A colorblind-safe palette uses color combinations that remain distinguishable to people with common forms of color vision deficiency (CVD), such as protanopia (red-blind), deuteranopia (green-blind), and tritanopia (blue-blind). These palettes avoid relying solely on red-green distinctions and instead leverage differences in lightness and blue-yellow contrasts. Tools like this simulator help designers verify accessibility before publishing data visualizations.

Why does colorblind accessibility matter for data visualization?

Approximately 8% of males and 0.5% of females have some form of color vision deficiency—that's over 300 million people worldwide. If your charts, maps, or dashboards rely exclusively on color to convey information, a significant portion of your audience may misinterpret the data. Using colorblind-safe palettes ensures your visualizations are inclusive, accurate, and meet WCAG accessibility guidelines.

What's the difference between qualitative, sequential, and diverging palettes?

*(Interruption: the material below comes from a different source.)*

PR #1709, opened 2022-03-30
[WIP] Cyberpunk 2556: The Augment Update

BurpleBineapple:
## About The Pull Request
A large update that aims to port over the changes to the augment system from Baystation12 as well as fix simple augments from being unable to redeploy once retracted.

Qualitative palettes are for categorical data where no inherent ordering exists (e.g., countries, product types). Colors should be maximally distinct. Sequential palettes show ordered data from low to high (e.g., temperature, population density) using lightness gradients of a single hue or closely related hues. Diverging palettes highlight deviation from a midpoint (e.g., profit/loss, above/below average) using two contrasting hues that diverge from a neutral center. Each type serves a different analytical purpose.

How does the color blindness simulator work?

The simulator uses the Viénot–Brettel–Mollon physiological model based on LMS cone response spaces. Each sRGB color is converted to linear RGB, transformed into LMS (long, medium, short wavelength) cone excitation values using the Hunt–Pointer–Estevez matrix, then projected onto reduced-dimension planes that simulate missing cone types. The result is transformed back to sRGB, producing an accurate approximation of how each color appears to individuals with specific CVD types. This method is widely cited in vision science literature.

What are the WCAG contrast ratio requirements?

WCAG 2.1 Level AA requires a contrast ratio of at least 4.5:1 for normal text and 3:1 for large text (≥18pt or 14pt bold). Level AAA requires 7:1 and 4.5:1 respectively. Our tool calculates the relative luminance per the sRGB standard (BT.709 coefficients) and displays the contrast ratio against a white background (#FFFFFF). A ratio below 3.0 is flagged as potentially hard to read for many users.

Can I use these palettes in popular tools like Excel, Tableau, or Python?

Absolutely. You can export your palette as HEX codes, CSS custom properties, or JSON—all formats easily imported into Excel (custom color picker), Tableau (Preferences.tps file or direct HEX entry), Python's matplotlib/seaborn (pass the hex list to the palette parameter), R's ggplot2, Figma, and most design tools. The JSON export follows a simple {"name":"...", "colors":["#..."]} structure.

How many colors should a colorblind-safe palette have?

For qualitative categorical data, research by Wong (2011) and Tol (2021) suggests limiting palettes to 6–8 distinct colors for reliable colorblind-safe discrimination. Beyond 8 colors, even people with normal vision struggle to distinguish categories. If you need more categories, consider combining color with other visual encodings like patterns, labels, or faceting. For sequential and diverging palettes, 5–9 steps provide sufficient perceptual resolution.